A compound library consisting of 156 compounds was automatically tuned by flow injection using the MassLynx application manager, QuanOptimize. Following MRM tuning, the compounds were screened using a short chromatographic gradient with data collected in positive as well as negative ionization modes of ESI and UniSpray. The data were processed in TargetLynx using minimal smoothing. Over 70% of the compounds had greater or comparable peak area response in USI compared to ESI (defined as the ratio of USI to ESI response above 1.0) and are summarized in Figure 2. Plots of USI/ESI response with respect to such chemical properties as pKa and LogP showed no discernible trend (Figure 3). This, with the correlation results in Figure 3C, suggests UniSpray ionization is not discriminatory and behaves similarly to ESI for the compounds in the conditions tested. To test ionization efficiency at lower concentration levels, samples were further diluted to 0.1 nM. Figure 4 shows two examples, amantadine and amlodipine, where increased ionization was observed in Unispray ionization relative to ESI. It is believed that the combination of the droplet size after impact on the pin as well as the Coănda effect and other contributions that help to enhance desolvation aid in the increased ionization and sampling efficiency of UniSpray ionization. For a more detailed discussion, please visit www.waters.com/unispraymechanisms.

Figure 2. Chromatographic peak area ratios USI/ESI showing UniSpray ionization response compared to electrospray.
Figure 3. Plots of USI and ESI chromatographic peak area ratio with respect to pKa (A) and LogP.(B) as well as USI area vs. ESI area (C).
Figure 4. Ionization of amantadine and amlodipine at 0.1 nM comparing ESI (top trace) and USI (bottom trace) in solvent.

To test the robustness of UniSpray ionization for matrix samples, a subset of compounds from the library were spiked into acetonitrile-precipitated human serum. Five vials, each with a different set of compounds, were injected in sequence onto the chromatographic column. Peak areas for injections 6–1800 are plotted and then summarized in Figures 5 and 6 representing nearly six days of continuous operation. The RSD for the 37 compounds tested ranged from 1.9–16. Higher RSD was observed for compounds that were at the lower end of detection.
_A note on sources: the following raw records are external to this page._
PR #1193, opened 2025-08-27
Added an experimental touch-screen mode

Max-RM:
An experimental touch-screen mode has been added for touchscreen devices, such as x86 Windows tablets, tablets from the Microsoft Surface line, other touchscreen devices and phones with unofficially installed Windows ARM (Renegade Project) which was my case.
image_2025-08-26_18-40-55

The sensitivity of the camera can now take fractional, not just integer values, as it is necessary for touch control mode (recommended to use 0.2), in Options > Controls... A new switch "Enable touchscreen mode (experimental)" has been added, which enables touch control mode, which is disabled by default.
When turned on, it adds 6 buttons to control the camera's position in space (forward, backward, left, right, up, down), they work as switches, after pressing it will be active and turned off after pressing it again, you can also simulate diagonal movement by activating, for example, the forward and right buttons.
When the touch mode is activated up, two new buttons appear: "Touch Controls" and "Camera/Selector". The "Touch Controls" button can turn on and off 6 buttons for controlling the camera's position in space, this is necessary, since when using standard operations and third-party plug-ins, these buttons can overlap part of the interface, while this button allows you to temporarily disable them.
The Camera / Selector button is needed to switch the rotation modes of the camera's view direction (camera) and the selection mode (Selector), since there are big problems using the right and left mouse clicks on the touchscreen, this button helps to switch between modes so that it is easy.
While using the "Camera" mode, any interaction with the selection areas is blocked. When the "Selector" mode is turned on, to select the area correctly, you first need to long tap the desired block, then stretch from this block to another desired point, then if you need to stretch the area in one direction, you can not just poke along the edge of the selection area and stretch this, but first you need to long tap on the desired face, and as soon as it turns blue, you can stretch it in the right direction. If a mistake was made during the selection, you can simply cancel the action via the button at the top. 

This is the most complete implementation of touch-screen control that could be done without having to use a mouse through an adapter.


gentlegiantJGC:
This needs to be based on the `0.10` branch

Figure 5. Summary of compounds tested for robustness in human serum up to 1800 injections.
Figure 6. Representative human serum robustness results for amiloride (top), verapamil (middle), and gabapentin (bottom); Every 5th injection is plotted.

Conclusion

UniSpray is an ionization technique that produces results that are qualitatively similar to those of electrospray, however, increased desolvation and subsequent sampling of ions in the source enhanced the signal of the majority of the compounds in this study. The chromatographic peak area ratio of Unispray ionization to ESI ranged from 0.3 to 11.4 and was an overall average of 2.1 times greater in UniSpray for the 156 compounds tested. Finally, system robustness in human serum was tested over six days of continuous operation with peak area RSDs ranging from 1.9–16%.

References

  1. Lubin A, Bajic S, Cabooter D, Augustijns P, Cuyckens F. Atmospheric Pressure Ionization Using a High Voltage Target Compared to Electrospray Ionization. J Am Soc Mass Spectrom. 2017;28(2):286-93.